# TAWATEC & SMW - Chinese?



## LuckyDragon (Jun 5, 2009)

I was checking out some of the truly stunning Tawatec and SMW watches and then I noticed that on ebay for instance the seller claims the watch is Swiss Made but on the picture there, the dial just says Swiss Movement - which indicates the whole piece has never seen Switzerland. Does anybody know if maybe just the hq is in Switzerland but the watches are manufactured abroad? Txs:-s


----------



## LuckyDragon (Jun 5, 2009)

LuckyDragon said:


> I was checking out some of the truly stunning Tawatec and SMW watches and then I noticed that on ebay for instance the seller claims the watch is Swiss Made but on the picture there, the dial just says Swiss Movement - which indicates the whole piece has never seen Switzerland. Does anybody know if maybe just the hq is in Switzerland but the watches are manufactured abroad? Txs:-s


 Guys, someone MUST know something about this brand! The plot thickens, it seems somebody at ebay is going after their sister brand but I can only read the English part of the thread http://community.ebay.de/forum/ebay/thread.jspa?threadID=299267
Any input? :thanks


----------



## xoul (Feb 25, 2009)

It seems it is not clear, so assume is not SWISS MADE (made and assembled in swiss, swiss movement, swiss certified). The models that have the Ronda movement are the only ones that should say SWISS MOVEMENT (only swiss movement, maybe chinese made). There are some automatic models with CITIZEN movements say JAPAN MOVEMENT.


----------



## Guest (Jun 28, 2009)

The ebay thread does not say much, it became a cat-and-mouse game. I assume most of their watches have not seen Switzerland. Swiss movement and Japan Movement on the dial is a hint already.


----------



## Crusader (Apr 30, 2005)

stuffler said:


> The ebay thread soes not say much, it became a cat-and-mouse game. I assume most of their watches have not seen Switzerland. Swiss movement and Japan Movement on the dial is a hint already.


That's my take too. Chinese origin need not mean bad quality, but neither should it command Swiss prices.


----------



## davidtht (Apr 28, 2009)

Did you check out their website : http://www.tawatec.com/

Looks like they use Ronda Swiss Made Quarz Movement in some of their watches

Check out this online shop, they have details on the watch too: http://www.superchrono.com/index.php?main_page=index&cPath=66


----------



## Guest (Jun 29, 2009)

Ronda employs 1,800 people of whom 1,300 are in the firm’s large factories in Thailand. Yet, it is in Ronda’s factories in Lausen and Mendrisio in the Tessin region of Switzerland where a new "high end" series of movements are produced, as well as other high quality movements. I doubt the Tawatec Ronda`s are high end, right ?


----------



## stockae92 (Feb 10, 2006)

Crusader said:


> That's my take too. Chinese origin need not mean bad quality, but neither should it command Swiss prices.


i agree


----------



## 10th Pete (Jul 5, 2009)

Hi,
i bought my TaWaTec ICS Black Titan about one year ago.
By now i dont think that its made in Switzeland, or is it?:roll:

The Tawatec was in a seamed leather SMW Package with an SMW warranty card and a Ronda Cal. 505, 515 user manual.
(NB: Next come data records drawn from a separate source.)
PR #466, opened 2016-07-22
Implementing jsonObject with streams api of NSJSONSerialization.

mamabusi:


Foundation/NSJSONSerialization.swift
```diff
@@ -125,8 +125,8 @@ public class JSONSerialization : NSObject {
        The data must be in one of the 5 supported encodings listed in the JSON specification: UTF-8, UTF-16LE, UTF-16BE, UTF-32LE, UTF-32BE. The data may or may not have a BOM. The most efficient encoding to use for parsing is UTF-8, so if you have a choice in encoding the data passed to this method, use UTF-8.
      */
     /// - Experiment: Note that the return type of this function is different than on Darwin Foundation (Any instead of AnyObject). This is likely to change once we have a more complete story for bridging in place.
-    public class func jsonObject(with data: Data, options opt: ReadingOptions = []) throws -> Any {
```
mamabusi: Implementation NSJSONSerialization.jsonObject(with: stream) internally needs to call the api NSJSONSerialization.jsonObject(with: data). Currently, return type of NSJSONSerialization.jsonObject(with: data) returns 'Any' instead of 'AnyObject' and it is not possible to cast 'Any' to 'AnyObject'. 

Wrote a query to the mailing list regarding the above hiccup. Following is the response from Philippe Hausler:
"We had changed the return type of JSONSerialization to be Any such that it avoided the caller needing to bridge types (which works poorly on linux). Even though this is an API change technically, just change the return type to match the other JSONSerialization methods."

@phausler: In accordance with the above suggestion, modified the return type and the related code (including the existing test cases) to resolve errors caused by the change.

parkera:
I think we wound up with two implementations of the JSON stream methods. @mamabusi , I like the test cases from this - can you rebase vs master so we can merge this?

mamabusi:
@parkera , I see NSJSONSerialization.writeObject(with streams) implementation is merged but not NSJSONSerialization.jsonObject(with streams). This PR implements the latter. 
Is there an implementation already for this as well? 

I have resolved the conflicts. Please review. 
Thanks!

mamabusi:
Rebased to resolve the conflicts.

mamabusi:
@parkera This PR implements an unimplemented method in NSJSONSerialization. Could you please review.

Foundation/NSJSONSerialization.swift
```diff
@@ -184,8 +184,20 @@ open class JSONSerialization : NSObject {
...
+        var bytesRead: Int?
+        repeat {
+            bytesRead = 0
+            if stream.hasBytesAvailable {
+                bytesRead = stream.read(&buffer, maxLength: buffer.count)
+                if bytesRead! > 0 {
+                    data.append(&buffer, count: bytesRead!)
+                }
+            }
+        } while bytesRead == buffer.count
```
phausler: shouldn't this condition be `while stream.status == .open || stream.status == .reading`?

Foundation/NSJSONSerialization.swift
```diff
@@ -184,8 +184,20 @@ open class JSONSerialization : NSObject {
...
-    open class func jsonObject(with stream: InputStream, options opt: ReadingOptions = []) throws -> AnyObject {
-        NSUnimplemented()
+    open class func jsonObject(with stream: InputStream, options opt: ReadingOptions = []) throws -> Any {
+        var buffer = [UInt8](repeating: 0, count: 1024)
+        var data = Data()
+        var bytesRead: Int?
+        repeat {
+            bytesRead = 0
+            if stream.hasBytesAvailable {
+                bytesRead = stream.read(&buffer, maxLength: buffer.count)
```
phausler: if the bytesRead is less than zero it probably should throw an error derived from the streamError

parkera:
@swift-ci please test

mamabusi:
streamError implementation is now available. Will work on the review comments and resolution of conflicts.

mamabusi:
@parkera @phausler Have addressed the previous review comments. Please have a look.
Thanks!

Foundation/NSJSONSerialization.swift
```diff
@@ -202,8 +202,24 @@ open class JSONSerialization : NSObject {
     
     /* Create a JSON object from JSON data stream. The stream should be opened and configured. All other behavior of this method is the same as the JSONObjectWithData:options:error: method.
      */
-    open class func jsonObject(with stream: InputStream, options opt: ReadingOptions = []) throws -> AnyObject {
-        NSUnimplemented()
+    open class func jsonObject(with stream: InputStream, options opt: ReadingOptions = []) throws -> Any {
+        var data = Data()
+        guard stream.streamStatus == .open || stream.streamStatus == .reading else {
+            throw NSError(domain: NSCocoaErrorDomain, code: CocoaError.propertyListReadCorrupt.rawValue, userInfo: [
```
parkera: This should actually be `fatalError` to match the Darwin behavior.

Foundation/NSJSONSerialization.swift
```diff
@@ -202,8 +202,24 @@ open class JSONSerialization : NSObject {
...
+                "NSDebugDescription" : "Stream is not available for reading."
+                ])
+        }
+        repeat {
+            var buffer = [UInt8](repeating: 0, count: 1024)
```
parkera: Is it possible to use a `Data` here instead?

TestFoundation/TestNSJSONSerialization.swift
```diff
@@ -956,11 +956,524 @@ extension TestNSJSONSerialization {
...
+    fileprivate func removeTestFile(_ location: String) {
         do {
             try FileManager.default.removeItem(atPath: location)
         } catch _ {
             
         }
     }
 }
+
+//MARK: - JSONObjectWithStreams
```
parkera: Ok, I appreciate the extended test coverage here - but there has got to be a better way than copy/pasting all the existing test cases and just passing a stream with the same content.

Can we perhaps make a helper function which tests both data and stream versions and modify the existing tests?

Foundation/NSJSONSerialization.swift
mamabusi: Ok..

Foundation/NSJSONSerialization.swift
mamabusi: I tried to use Data instead of the buffer here,  but got stuck at the point where I am supposed to send in the UnsafeMutablePointer and an Int of maxLength to read the contents of the stream:

var dataChunk = Data()
try dataChunk.withUnsafeMutableBytes {(bytes: UnsafeMutablePointer<UInt8>)->Void in
                bytesRead = stream.read(bytes, maxLength: ??)

Is there a way I could read the InputStream to Data without the buffer?

TestFoundation/TestNSJSONSerialization.swift
mamabusi: Modifying the existing test functions to include both JSONObject with data and with stream would look something like this:

` //MARK: - Object Deserialization
    func test_deserialize_emptyObject() {
        let subject = "{}"
        do {
            guard let data = subject.data(using: .utf8) else {
                XCTFail("Unable to convert string to data")
                return
            }
            // Test with Data
            let t = try JSONSerialization.jsonObject(with: data, options: [])
            let resultWithData = t as? [String: Any]
            //Test with Stream
            let inputStream: InputStream = InputStream(data: data)
            inputStream.open()
            let resultWithStream = try JSONSerialization.jsonObject(with: inputStream, options: []) as? [String: Any]
            inputStream.close()
            XCTAssertEqual(resultWithData?.count, 0)
            XCTAssertEqual(resultWithStream?.count, 0)
        } catch {
            XCTFail("Error thrown: \(error)")
        }
    }
`

Would something like this be ok?

mamabusi:
@parkera Have addressed the changes requested. 
Thanks!

parkera:
Thanks!

parkera:
@swift-ci test and merge

PR #470, opened 2016-07-25
Reserve capacity when creating the storage Dictionary for NSDictionary.

gonzalolarralde:
The allocation of `NSDictionary` will now make use of the capacity and count parameters provided in the constructors.

For `NSMutableDictionary`'s `init(capacity:)` we need to reinstantiate the storage with a new `minimumCapacity` due to the lack of a `reserveCapacity` instance method like the one that `Array` provides.

An option considered was to change the required initializer of `NSDictionary` to a method that creates the underlying `Array` with the desired capacity, but this won't make any sense in the immutable `NSDictionary` context.


parkera:
Seems reasonable.

parkera:
@swift-ci please test

gonzalolarralde:
@parkera rebased.

parkera:
Tested manually

PR #471, opened 2016-07-26
Fixed compilation errors:

amraboelela:
1. Converting @noreturn to -> Never
2. for NSCalender.swift added ! at the end to unwrap the value1 and value2


amraboelela:
I realized that those 2 fixes are already fixed by other developers, but I just didn't fetch the upstream repo.

PR #472, opened 2016-07-26
Update for SE-0107: Migrate Void->Raw.

atrick:
Unsafe[Mutable]Pointer is replaced by Unsafe[Mutable]RawPointer.

Migrating often means simply removing casts to/from UnsafePointer
and working directly with UnsafeRawPointer instead.

Unfortunately some API's, like NSData still want UnsafePointer,
which requires "binding" memory to UInt8 before passing it to the API.

### DIFF
--- a/Foundation/Data.swift
+++ b/Foundation/Data.swift
@@ -16,11 +16,11 @@ import Darwin
 import Glibc
 #endif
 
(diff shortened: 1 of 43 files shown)


atrick:
Depends on Swift PR:
https://github.com/apple/swift/pull/3724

The automatic-version comes with a Japan movement.

After about one year of wearing, this bar of titanium looks as good as new.



Pictures following soon....


----------



## Crusader (Apr 30, 2005)

Welcome tlo the forum, Pete.

Looking forward to the pictures.


----------



## 10th Pete (Jul 5, 2009)

And here they are, and remember 1 year of wearing on work, sports...:


----------



## ecalzo (Oct 18, 2006)

great pics......:-!


----------



## bigvatch (Sep 25, 2007)

i think it's possible the company is Asian, that use an address in Switzerland , that has their quartz watches made by mbMicrotec (like Luminox/Traser/Smith/Wesson etc)............but for whatever reason, does not quite meet the requirements to say "Swiss Made"...

seems like cool watches, but overpriced for what they are.....


----------



## withthesword (Apr 16, 2008)

doesn't mb microtec only supply the GTLS? i didn't think they actually produced watches


----------



## tribe125 (Mar 7, 2006)

withthesword said:


> doesn't mb microtec only supply the GTLS? i didn't think they actually produced watches


mb-microtec make the Traser. It is their house-brand or label. They also made the Stocker & Yale Sandy P650.


----------



## 10th Pete (Jul 5, 2009)

Traser and MB-Microtec Switzerland have the same postal address
http://dict.leo.org/ende?lp=ende&p=thMx..&search=address


----------



## Aussy Steve. (Aug 23, 2009)

Surely there must be a few watch industry people who can find out the truth of the origon of Tawatec ? I just paid $750 us for one and now a little concerned....


----------



## RPF (Feb 28, 2008)

Tawatec and SMW is the now-defunct KHS, which used to have it's watch line manufactured by MB-Microtec. KHS was essentially upmarket versions of Traser with unique tritium colors, better clasps, Ti. They're a German based company.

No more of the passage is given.